I remember that night just hugging her and crying as she just kept saying "how am I suppose to do this without him?"
I didn't know. I didn't have the answer. My response of "I'm so very sorry" was so true, but seemed so empty in the moment.
I sat on her couch that night snuggling a sleeping baby Maggie while Katie was getting Dylan to bed. I asked "why" a thousand different ways in my head, all while trying to hold on to my faith while nothing seemed to make any sense.
This wasn't suppose to happen, not to this family. Not to anyone.
If there is one thing I've learned about raising you my dear, it's that there is no rule book. There's no rule book in life at all, actually - and moments like these truly reinforce that fact.
Katie would do what she knows. Her little ones needed her. She had no choice but to "just do."
Planning, decision making, and just getting from day to day consumed her. She had to keep moving from point A to point B. Moving was inevitable & there was comfort in that.
I watched an amazing troop of people - friends, family, teachers come together to support and "just do" with her. Helping her navigate the unfamiliar waters, trying to help keep the structure that Dylan and Maggie needed.
Katie determined that the best place for her "new" life was to be back in Indiana where there was abundance of friends and family.
With just a few days left in the school year, moving day was creeping closer and closer. We went to visit them one night after dinner. The intent was not only to steal every ounce of time I could before they moved, but to snap some pics of her precious cuddly (seriously cuddly) kiddos before they set out on their journey north. Side note: A common misconception of autistic kids is that they don't like contact or touching, but that simply is not true and Dylan (or you for that matter!) is one of the snuggliest kids around!
Luck not being on my side, my camera bailed on me. BUT, it turned into an impromptu play date that I will never forget (and God bless cell phone cameras!).
What's really fascinating is that you typically have a hard time seeing people out of context.
A teacher at the grocery story - panic!
Mom or dad in your classroom - massive anxiety!
Katie and I stood witness to you actually playing with one another. You have a friend in Dylan, and he in you. Very special. You Looked at one another and communicated in your own way. You were having a real play date! My heart swelled with joy! You were both directing your own play and we didn't dare try to intervene. It was absolutely beautiful! I didn't want it to end...
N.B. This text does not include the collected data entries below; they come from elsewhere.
PR #641, opened 2019-02-21
Tab key corrected in Save dialog

### LINKED ISSUE #633: Pressing Tab while in Store-preset-mode no longer does tab in the dialog, instead toggles modulation binding on/off
here's me pressing Tab while in the Store preset dialog window. tab doesn't actually happen, cos something else grabs it first.

presstab

baconpaul:
With the restoration of key bindings, the Tab toggled
modulation. That interfered with the save dialog.
So have the GUI editor not bind and eat the tab key
if the saveDialog is visible.

Closes #633 - tab key interfering with store

### DIFF
--- a/src/common/gui/SurgeGUIEditor.cpp
+++ b/src/common/gui/SurgeGUIEditor.cpp
@@ -495,6 +495,13 @@ int32_t SurgeGUIEditor::onKeyDown(const VstKeyCode& code, CFrame* frame)
         switch (code.virt)
         {
         case VKEY_TAB:
+            if (saveDialog && saveDialog->isVisible())
+            {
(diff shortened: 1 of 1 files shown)


baconpaul:
Hi @esaruoho - can you test this tiny change which fixes the tab problem you reported WYHAS? Thanks!

baconpaul:
yeah it’s the exact same diff. Just move it from the tab block up to the entire keyhandling block.
I can get this tonight. Or if you just move that block to above the switch statement rather than after the tab case it wil work

esaruoho:
above the switch statement rather than after the tab case. will try that too.

PR #649, opened 2019-02-23
script debian package creation

rghvdberg:
run `make_deb.sh` from the installer_linux dir to get a deb package
I've renamed some paths to make them more 'linuxy'
Only the vst plugins are packaged.


rghvdberg:
Some explanation:
The `make_deb.sh` creates a directory structure for making the Debian deb package.
I looked at http://www.hackgnar.com/2016/01/simple-deb-package-creation.html and the package provided by @falkTX.

This script assumes `dpkg-deb` (part of `dpkg`) is installed and that surge has been compiled successfully. The script needs the surge version as argument (`make_deb.sh 1.6b` for example), as this will be used in the `control` file for package creation.

I've mostly replaced `Surge` with `surge-synthesizer` in the paths and files, for the reason that there's already a plugin called Surge by Airwindows and I like file names to be descriptive and lower case.
Exception being the user data location $HOME/Documents/Surge.

falkTX:
This is really not the proper way to build a deb package.
You should use the "debuild" script instead, so that it catches dependencies and other things properly.
Manually specifying dependencies is nasty, it is the reason why bitwig continues to be broken to this day (it requires jack2 instead of the usual jack2|jack1 optional dependency that debian does in their scripts)

falkTX:
The name we use for the linux binary should be consistent with the official non-deb binaries.
Otherwise there will be conflicts with sharing sessions with other people that install in different ways

baconpaul:
I agree we shouldn’t rename. Or should rename all use cases.

Do you have a script which uses debuild to do this? I’m sort of hoping to cut a stable beta and would love a Linux distro to be part of it; having the ci pipeline is really the only missing link. Also happy to chat on irc if that’s easier

baconpaul:
Rob: Mmost of this has gone over to another branch per our convo on slack. Closing this and reopening another PR in a minute.

PR #650, opened 2019-02-23
Scrollwheel 607 - Add scrollwheel support to various controls

rghvdberg:
Add scrollwheel support to 
- `CHSwitch2`
- `CSurgeSlider`
- `CNumberfield`

Minor edits to `SurgeGUIEditor`
- slow  down the close time of the `infowindow` on **Linux**
- prevent `infowindow` from appearing twice

I added this support to speed up editing. 
I didn't add support for `CSwitchControl` because that wouldn't speed up editing and I think might lead to accidental flipping of switches which aren't easily noticed.
I didn't add support to the patch browser because that wouldn't speed up editing either.


baconpaul:
Thanks Rob! As I mentioned on Slack, I'm going to hold on review and test of this until after we print a beta. Not ignoring it but just want a 16beta5 out and then we can get this (and also I hope SVG) into the nightlies

baconpaul:
OK I just reviewed the code. It all looks good. Let me test it on Mac and Windows in a couple of ways and if that works I'll squash and merge.

baconpaul:
Confirmed it functions macOS AU in HostingAU and Logic ProX, and mac VST2 and VST3 Bitwig. Trying windows next.

baconpaul:
OK I tried it in windows in parallels. Seems everything is backwards but I'm not sure if that's my trackpad mapping into my VM or not. I'm tempted to sweep this to nightlies and find a windows physical desktop user to check.

baconpaul:
Oh yup this is all just parallels mis-interpreting "scroll direction natural" setting on macOS in the VM. If I disable that everything works. (but my trackpad is a nightmare to use because the scroll direction for mac thigns is no longer natural).

So gonna merge this. Thanks Rob!

PR #653, opened 2019-02-23
Visibility Flags for Linux

### LINKED ISSUE #648: VST2 on Bitwig Linux
We have the general #492 issue for host issues on linux, but I wanted to create a special one for VST2 Bitwig Linux, since this is @kurasu 's synth and I'd be bummed if our first beta release didn't actually work with bitwig.

But right now, surge linux vst2 doesn't work with bitwig! So here's what I've found

If you build the dll and run it in the bitwig opt host you get this error

```
./build-linux.sh build --project=vst2 && ./build-linux.sh install --local --project=vst2
/opt/bitwig-studio/bin/BitwigPluginHost64 test-local ./target/vst2/Release/Surge.so

(... output redacted ...)

Failed plugins:

    /home/paul/surge/target/vst2/Release/Surge.so:      createAEffectInstance returned NULL.
```

So what is createAEffectInstance? `public.sdk/source/vstplugmain.cpp` basically constructs the plugin and then calls `getAeffect` on it. 

```
	virtual AEffect* getAeffect ()   { return &cEffect; }		///< Returns the #AEffect structure
```

so what the heck. How does returning a reference to a member return NULL ever? And why only in bitwig. I don't know

But what I do know is if at the end of the constructor for our `VstPluginInstance` I put this

```
   std::cout << "/TOR P=" << this << " C=" << &cEffect << " G=" << getAeffect() << std::endl;
```

and then change our createEffectInstance to look like this

```
   auto res = new Vst2PluginInstance(audioMaster);
   std::cout << "crEI P=" << res << " C=" << "--" << " G=" << res->getAeffect() << std::endl;
   return res;
```

I see this

```
/TOR P=0x7f2d04022cf0 C=0x7f2d04022d20 G=0x7f2d04022d20
crEI P=0x7f2d04022cf0 C=-- G=0 
```

so somewhere between the very last line of the constructor and the print immediately after the constructor is done, something makes the object `getAeffect()` return 0.

Even more weirdly if I add this

```
   virtual AEffect *getAeffectFF() // override
   {
      return &cEffect;
   }
```

and then after my cout above add

```
   std::cout << "FF " << res->getAeffectFF() << std::endl;
``` 

I see 

```
/TOR P=0x7f7d98022cf0 C=0x7f7d98022d20 G=0x7f7d98022d20
crEI P=0x7f7d98022cf0 C=-- G=0
FF 0x4e82d1
Segmentation Fault (core dumped)
```

so (1) why the heck is that a short pointer for FF; (2) why does it core and (3) why is the result different.

So I have no idea what is going on. But it's clear I'm not finding this problem so wanted to write some exhaustive notes either to myself or maybe to @kurasu if he gets a chance to look; or @falkTX or @jsakkine if they want to take it on.

baconpaul:
Bitwig 2 with Surge consistently crashed as described in issue
number #648. After banging at it for a while, I gave up, but
@falkTX found the answer, basically resolving a symbol clash which
corrupted the base class with -fvisilbity flags. This change turns
those on on linux for the releas build only.

Closes #648 Linux

Co-authored-by: Filipe Coelho <falktx@falktx.com>

### DIFF
--- a/premake5.lua
+++ b/premake5.lua
@@ -302,6 +302,15 @@ function plugincommon()
             "-std=c++14"
         }
 
+        configuration { "Release*" }
+        buildoptions {
+            "-fvisibility=hidden",
+            "-fvisibility-inlines-hidden",
+            "-fdata-sections",
+            "-ffunction-sections",
+        }
+        configuration {}
+
         files
         {
             "src/linux/*.mm",
@@ -338,6 +347,17 @@ function plugincommon()
             "`pkg-config --libs cairo fontconfig freetype2 xkbcommon-x11 xcb-cursor xcb-keysyms xcb-xkb xcb-util x11`",
             "-Wl,--no-undefined",
         }
+
+        configuration ("Release")
+        linkoptions {
+            "-fdata-sections",
+            "-ffunction-sections",
+            "-Wl,-O1",
+            "-Wl,--as-needed",
+            "-Wl,--gc-sections",
+            "-Wl,--strip-all",
+        }
+        configuration()
     elseif (os.istarget("windows")) then
 
         pchheader "precompiled.h"


baconpaul:
Oh thanks. This will just apply the flag twice. I'll knock it out.

PR #659, opened 2019-02-25
slow down blinking of modulation control on linux 

rghvdberg:


baconpaul:
We have to clean up your master branch so you don’t generate all these spurious commits - makes merging a bit of a pain. 

The change looks fine and I can squash merge this one and rewrite the commit message later this morning but let’s get your master back to upstream!

PR #668, opened 2019-02-26
Plus key for zoom on Linux

### LINKED ISSUE #600: Linux: +/- Resize issue
the minus key to the left of Backspace if pressed will Shrink the app however the plus key will not Zoom in

the - key is active whether shift is pressed or not
the + key is inactive whether shift is pressed or not

baconpaul:
Unsatisfyingly, the plus key (shift-= on US keyboards) on linux
doesn't report the character '+' to onKeyDown in VSTGUI but rather
reports '=' with shift depressed. Ideally the keyboard layer would
handle keyboard mapping of course (it does on mac) but this is a
useful enough feature and common enough keyboard mapping that I
choose to make the ugly choice to also bind shift-= to zoom increase
which defacto fixes the +/- zoom on linux.

Closes #600: +/- key on linux zoom


baconpaul:
tested and confirmed by @tank-trax

PR #669, opened 2019-02-26
frame->close in ~SurgeGUIEditor

### LINKED ISSUE #503: SurgeGUIEditor::~SurgeGUIEditor() should call frame->close
Right now it calls removeall and forget(). I believe this is incorrect as it misses implementation specific stuff and other cleanup.

baconpaul:
Call frame->close which does a removeAll and a forget, like we
used to, but also does a bunch of other internal implementations.
Reported by @sagantech. Reading the vstgui code for close this
is obviously correct.

Closes #503 call close


baconpaul:
I tested this by repeatedly opening and closing the app in host and flavor combinations on all platforms in my vm as well as reading the cframe::close implementation. Gonna sweep this one once the auto builds work.

PR #670, opened 2019-02-26
cmake: Headless version for macOS

jsakkine:
Add CMakeLists.txt that is able to build the headless version for macOS:

mkdir build
cmake -GXcode -Bbuild
cd build
xcodebuild
cd ..

### DIFF
--- a/CMakeLists.txt
+++ b/CMakeLists.txt
@@ -1,0 +1,118 @@
+cmake_minimum_required(VERSION 3.5)
+project(Surge VERSION 1.0.0 LANGUAGES CXX)
+
+set(SURGE_COMMON_SOURCES
+    src/common/dsp/effect/ConditionerEffect.cpp
+    src/common/dsp/effect/DistortionEffect.cpp
+    src/common/dsp/effect/DualDelayEffect.cpp
+    src/common/dsp/effect/Effect.cpp
+    src/common/dsp/effect/FreqshiftEffect.cpp
+    src/common/dsp/effect/PhaserEffect.cpp
+    src/common/dsp/effect/Reverb1Effect.cpp
+    src/common/dsp/effect/Reverb2Effect.cpp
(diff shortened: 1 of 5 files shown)


CMakeLists.txt
```diff
@@ -0,0 +1,118 @@
...
+)
+
+set(SURGE_COMMON_INCLUDES
+    src/common
+    src/common/dsp
+    src/common/gui
+    libs/xml
+    src/common/vt_dsp
+    src/common/thread
+    vst3sdk/vstgui4
```
baconpaul: This should definitely be vstgui.surge not vst3sdk/vstgui4 so we get our overridden vstgui

jsakkine:
@baconpaul, can you give it a shot?  my cmake build file ever

baconpaul:
Yup. Will give it a shot tonight

baconpaul:
Oh did you see my comment about your using the wrong vstgui? You should use vstgui.surge not vst3sdk/vstgui4

Won’t matter here but will for proper plugins of course

baconpaul:
Sorry @jsakkine I won't get to this tonight. Will look tomorrow in a break though.

baconpaul:
Actually had 30 seconds so checked out 

```
paul:~/dev/music/surge$ cmake -GXcode -Bbuild
CMake Error: The source directory "" does not exist.
```

turns out my cmake is 3.1.something but the minimum version check didn't fire. I did a brew upgrade and it resolved.

baconpaul:
Once I upgraded though I was able to build headless following your directions yes.

I'd be happy to merge this if we remove headless from premake and update the build-linux and build-osx to have commands to do this. Also change the vstgui location of course!

jsakkine:
@baconpaul, OK whatya think?

jsakkine:
I'll do Linux as a separate PR.

PR #2622, opened 2020-09-15
SurgeSynthesizer: Fix iterator usage

mvf:
Comparing iterators from different lists caused Windows debug builds to
crash on startup with a "list iterators incompatible" assertion failure.


baconpaul:
Thank you!
I'll merge both these, but if you have another coming, can you add yourself alphabetically to the AUTHORS file in a way which you would find appropriate?

mvf:
Thanks, will do!

PR #2626, opened 2020-09-16
Fix non-Release builds

mvf:
This fixes the "other" builds, e.g. Debug, RelWithDebInfo, MinSizeRel. Please see the commit message for details.

This change affects all platforms, so I tested both Release and Debug builds (open Surge editor, pick a few patches, play a bit) in the following environments:

**Linux 64-bit:** VST3, LV2 (Qtractor)
**Windows 64-bit:** VST3 (Bitwig Studio)
**macOS Catalina:** VST3 (Bitwig Studio), AU (GarageBand)

From what I've seen, Debug cuts build times in half on Windows. In my limited testing across all platforms, Debug builds seemed to render roughly 3-5x slower, which should still be fast enough for many development tasks.

### DIFF
--- a/CMakeLists.txt
+++ b/CMakeLists.txt
@@ -8,6 +8,10 @@
 cmake_minimum_required(VERSION 3.10)
 set(CMAKE_OSX_DEPLOYMENT_TARGET 10.9 CACHE STRING "Build for 10.9")
 
+if(NOT CMAKE_BUILD_TYPE)
+  set(CMAKE_BUILD_TYPE "Release" CACHE STRING "" FORCE)
+endif()
+
 project(Surge VERSION 1.7.1.0 LANGUAGES CXX ASM)
 message( STATUS "CMake Version is ${CMAKE_VERSION}" )
 message( STATUS "Compiler Version is ${CMAKE_CXX_COMPILER_VERSION}" )
@@ -43,9 +47,6 @@ add_custom_target( git-info BYPRODUCTS ${CMAKE_BINARY_DIR}/geninclude/version.cp
                            -P ${CMAKE_SOURCE_DIR}/cmake/versiontools.cmake
                            )
 add_dependencies( surge-shared git-info )
-
-
-set(CMAKE_BUILD_TYPE Release)
 
 # Set up external packages
 list(APPEND CMAKE_MODULE_PATH "${PROJECT_SOURCE_DIR}/cmake/")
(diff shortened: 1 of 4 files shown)


CMakeLists.txt
```diff
@@ -510,7 +511,6 @@ elseif( UNIX AND NOT APPLE )
   set(OS_COMPILE_DEFINITIONS
     ${ARCH_COMPILE_DEFINITIONS}
     LINUX=1
-    RELEASE=1
```
baconpaul, line 513: Curious: Doesn't this need to be replaced with something like

```
 $<IF:$<CONFIG:DEBUG>,DEVELOPMENT,RELEASE>=1
```

as below?

baconpaul:
@mvf thank you! I am rerunning the failed job. It seems to be unrelated to your change (the unit tests are occasionally tripped over in their random numbers).

I did have one comment above. 

Thank you very much for this change. It's greatly appreciated. I actually ended up learning CMake as we went here (since we needed to get off of premake) and it shows... thank you for the changes.

baconpaul:
Oooh also maybe we should turn on debut builds for ci to speed up the ci checks! If you’ve edited azure yaml it should be clear but if not I’ll do it after this merges once I hear back on above

Thanks!

CMakeLists.txt
mvf: The `$<IF>` below applies on all platforms, so it doesn't need to be repeated in the `OS_COMPILE_DEFINITIONS` for Linux.

On a related note though, on Windows I had somehow added a global compile switch. Moved into `OS_COMPILE_DEFINITIONS` now for consistency.

mvf:
Glad if this helps, I'm not a CMake pro either. The syntax is ~annoying~surprising and it's hard to find up-to-date examples, but it's still the best option for C++ projects IMHO.

> [...] maybe we should turn on debug builds for ci to speed up the ci checks

I'm not sure Debug is the best fit for CI builds. It could miss issues that only occur with optimization. Now, the reverse is also true of course, e.g. with the Windows debug runtime. But if I had to choose, I'd test what we ship, i.e. Release.

I'll look into the Azure yaml. Maybe builds can be sped up even without switching to Debug.

baconpaul:
> The syntax is annoyingsurprising and it's hard to find up-to-date examples, but it's still the best option for C++ projects IMHO.

I 100% agree with both of these statements. It's great, but it's also kinda odd.

Anyway merged. Thanks!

I was trying not to be sad that these days were numbered, but instead that we had them at all.
I'll admit I selfishly wanted them to stay. But I knew that wasn't possible.
I remember leaving and calling daddy to tell him all about what had just happened! There was no disguising the excitement in my voice and he was overjoyed as well!
Our paths were meant cross!
Dylan is your friend Addie, as Katie is mine. We both found a connection to this wonderful family! Our journeys brought us together, and I'm so happy they did! While our time together lasted less than a year, a friendship happened that I pray will last forever.
So Addie, perhaps instead of thinking of this as a goodbye, it's more of an "until we see you again!" They will be greatly missed and loved here in NC. But...
Look out Indy! We'll be visiting!
"Life knocked you down, but in time you will get up again and move forward. It may never be the same, and your path will be different than what you envisioned, but happiness lies ahead. The sun will shine. You'll eventually feel peace, find your footing, regain your strength...maybe even at a moment when you least expected it. It will get better."
- Steve Griffin
(Cherished words Steve once wrote to help some students who were going through difficult times.)